(Data in this exercise begins)
PR #2599, opened 2022-02-11
Produce warnings for annotations on invalid types

tlakollo:
Produce warnings for annotations on invalid types using a symbol analyzer
Don't produce dataflow warnings for annotations on invalid types
Add extension file to ask if a type is interesting for dataflow

Fixes https://github.com/dotnet/linker/issues/2598

### DIFF
--- a/src/ILLink.RoslynAnalyzer/DataFlow/LocalDataFlowVisitor.cs
+++ b/src/ILLink.RoslynAnalyzer/DataFlow/LocalDataFlowVisitor.cs
@@ -170,6 +170,9 @@ namespace ILLink.RoslynAnalyzer.DataFlow
 
 		public override TValue VisitPropertyReference (IPropertyReferenceOperation operation, LocalDataFlowState<TValue, TValueLattice> state)
 		{
+			if (!operation.Property.Type.IsTypeInterestingForDataflow ())
+				return TopValue;
+
 			if (operation.GetValueUsageInfo (operation.Property).HasFlag (ValueUsageInfo.Read)) {
 				// Accessing property for reading is really a call to the getter
 				// The setter case is handled in assignment operation since here we don't have access to the value to pass to the setter
--- a/src/ILLink.RoslynAnalyzer/DataFlow/LocalDataFlowVisitor.cs
+++ b/src/ILLink.RoslynAnalyzer/DataFlow/LocalDataFlowVisitor.cs
@@ -170,9 +170,6 @@ namespace ILLink.RoslynAnalyzer.DataFlow
 
 		public override TValue VisitPropertyReference (IPropertyReferenceOperation operation, LocalDataFlowState<TValue, TValueLattice> state)
 		{
-			if (!operation.Property.Type.IsTypeInterestingForDataflow ())
-				return TopValue;
-
 			if (operation.GetValueUsageInfo (operation.Property).HasFlag (ValueUsageInfo.Read)) {
 				// Accessing property for reading is really a call to the getter
 				// The setter case is handled in assignment operation since here we don't have access to the value to pass to the setter
--- a/src/ILLink.RoslynAnalyzer/DynamicallyAccessedMembersAnalyzer.cs
+++ b/src/ILLink.RoslynAnalyzer/DynamicallyAccessedMembersAnalyzer.cs
@@ -29,8 +29,10 @@ namespace ILLink.RoslynAnalyzer
 		{
 			var diagDescriptorsArrayBuilder = ImmutableArray.CreateBuilder<DiagnosticDescriptor> (26);
 			diagDescriptorsArrayBuilder.Add (DiagnosticDescriptors.GetDiagnosticDescriptor (DiagnosticId.RequiresUnreferencedCode));
+			diagDescriptorsArrayBuilder.Add (DiagnosticDescriptors.GetDiagnosticDescriptor (DiagnosticId.DynamicallyAccessedMembersIsNotAllowedOnMethods));
 			AddRange (DiagnosticId.MethodParameterCannotBeStaticallyDetermined, DiagnosticId.DynamicallyAccessedMembersMismatchTypeArgumentTargetsGenericParameter);
 			AddRange (DiagnosticId.DynamicallyAccessedMembersOnFieldCanOnlyApplyToTypesOrStrings, DiagnosticId.DynamicallyAccessedMembersOnPropertyCanOnlyApplyToTypesOrStrings);
+			diagDescriptorsArrayBuilder.Add (DiagnosticDescriptors.GetDiagnosticDescriptor (DiagnosticId.DynamicallyAccessedMembersOnMethodReturnValueCanOnlyApplyToTypesOrStrings));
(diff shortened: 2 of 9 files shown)


tlakollo:
They are two tests failing, one of them at least to me seems like it should be a warning since the property type is object. But linker does dataflow analysis and ends up generating another warning. Second one seems to be related to an intrinsic, it believes is operating over a TypeHandle but we are using Type.GetTypeFromHandle() so its actually operating on a type. Will have to go deeper on those failures

src/ILLink.RoslynAnalyzer/DynamicallyAccessedMembersAnalyzer.cs
```diff
@@ -150,5 +160,19 @@ static IEnumerable<Diagnostic> GetDynamicallyAccessedMembersDiagnostics (SingleV
 
 			return diagnosticContext.Diagnostics;
 		}
+
+		static void VerifyMemberOnlyApplyToTypesOrStrings (SymbolAnalysisContext context, ISymbol member)
+		{
+			if (member is IFieldSymbol field && field.GetDynamicallyAccessedMemberTypes () != DynamicallyAccessedMemberTypes.None && !field.Type.IsTypeInterestingForDataflow ())
```
sbomer, line 166: Maybe we should use `TryGetAttribute` here so that if you explicitly put `DAMT.None` on an unsupported type, it still produces a warning. What does the linker do in that case?

src/ILLink.RoslynAnalyzer/DynamicallyAccessedMembersAnalyzer.cs
```diff
@@ -150,5 +160,19 @@ static IEnumerable<Diagnostic> GetDynamicallyAccessedMembersDiagnostics (SingleV
...
+				context.ReportDiagnostic (Diagnostic.Create (DiagnosticDescriptors.GetDiagnosticDescriptor (DiagnosticId.DynamicallyAccessedMembersOnFieldCanOnlyApplyToTypesOrStrings), member.Locations[0], member.GetDisplayName ()));
+			else if (member is IMethodSymbol method) {
+				foreach (var parameter in method.Parameters) {
+					if (parameter.GetDynamicallyAccessedMemberTypes () != DynamicallyAccessedMemberTypes.None && !parameter.Type.IsTypeInterestingForDataflow ())
+						context.ReportDiagnostic (Diagnostic.Create (DiagnosticDescriptors.GetDiagnosticDescriptor (DiagnosticId.DynamicallyAccessedMembersOnMethodParameterCanOnlyApplyToTypesOrStrings), member.Locations[0], parameter.GetDisplayName (), member.GetDisplayName ()));
```
sbomer, line 171: We should also look at the method return type, and the method itself for annotated this parameters.

src/ILLink.RoslynAnalyzer/DataFlow/LocalDataFlowVisitor.cs
```diff
@@ -170,6 +170,9 @@ public static IMethodSymbol GetPropertyMethod (IPropertyReferenceOperation opera
 
 		public override TValue VisitPropertyReference (IPropertyReferenceOperation operation, LocalDataFlowState<TValue, TValueLattice> state)
 		{
+			if (!operation.Property.Type.IsTypeInterestingForDataflow ())
```
sbomer, line 173: We should avoid introducing DAM-specific logic into this file, which is a generic dataflow visitor. This check can be done in `TrimAnalysisVisitor` instead. For property getters, they go through `HandleMethodCall` so I think they will be handled if we add a similar check to `VisitInstanceReference` and `HandleMethodCall` (when creating the `MethodReturnValue`) instead.

src/ILLink.RoslynAnalyzer/DynamicallyAccessedMembersAnalyzer.cs
tlakollo: Linker does not warn on this case, should I proceed to warn even if this differs from linker's behavior?

sbomer: Then I would just follow the linker behavior, and maybe open an issue as a future improvement.

src/ILLink.RoslynAnalyzer/DynamicallyAccessedMembersAnalyzer.cs
tlakollo: I dont think this warning is prepared for warning on a method return type. The SharedString is:
`Parameter '{0}' of method '{1}' has 'DynamicallyAccessedMembersAttribute', but that attribute can only be applied to parameters of type 'System.Type' or 'System.String'.`

sbomer: Ah, it's a different warning code - I think IL2106 is the one for return types.

tlakollo: Added warnings for IL2106 and IL2041

src/ILLink.RoslynAnalyzer/DynamicallyAccessedMembersAnalyzer.cs
tlakollo: Open https://github.com/dotnet/linker/issues/2603 to track this discussion

src/ILLink.RoslynAnalyzer/TrimAnalysis/TrimAnalysisVisitor.cs
```diff
@@ -51,14 +51,17 @@ public override MultiValue VisitConversion (IConversionOperation operation, Stat
...
+			return paramRef.Parameter.Type.IsTypeInterestingForDataflow () ? new MethodParameterValue (paramRef.Parameter) : TopValue;
 		}
 
 		public override MultiValue VisitInstanceReference (IInstanceReferenceOperation instanceRef, StateValue state)
 		{
 			if (instanceRef.ReferenceKind != InstanceReferenceKind.ContainingTypeInstance)
 				return TopValue;
 
+			if (instanceRef.Type != null && !instanceRef.Type.IsTypeInterestingForDataflow ())
+				return TopValue;
```
vitek-karas, line 63: We should return TopValue if the instance ref doesn't have a type as well - the condition is technically the other way round "Return tracked value only if the type is interesting" - null types are by definition "not interesting".

src/ILLink.RoslynAnalyzer/ITypeSymbolExtensions.cs
```diff
@@ -0,0 +1,61 @@
...
+			IsSystemType = 0x01,
+			IsSystemReflectionIReflect = 0x02,
+		}
+
+		public static bool IsTypeInterestingForDataflow (this ITypeSymbol type)
+		{
+			if (type.SpecialType == SpecialType.System_String)
+				return true;
+
+			return IsSystemType (type) || IsSystemReflectionIReflect (type);
```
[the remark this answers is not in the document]
tlakollo: I didn't want to explore if a concurrent cache was needed, so for now I'm just refactoring the code to only call about flags once.

vitek-karas (approved):
Looks good.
(Data in this exercise ends)
### Exercise
Your task is to gather all lines from the entries above that hold the word "DynamicallyAccessedMembersOnFieldCanOnlyApplyToTypesOrStrings".

### Result of this exercise
 			AddRange (DiagnosticId.DynamicallyAccessedMembersOnFieldCanOnlyApplyToTypesOrStrings, DiagnosticId.DynamicallyAccessedMembersOnPropertyCanOnlyApplyToTypesOrStrings);
+				context.ReportDiagnostic (Diagnostic.Create (DiagnosticDescriptors.GetDiagnosticDescriptor (DiagnosticId.DynamicallyAccessedMembersOnFieldCanOnlyApplyToTypesOrStrings), member.Locations[0], member.GetDisplayName ()));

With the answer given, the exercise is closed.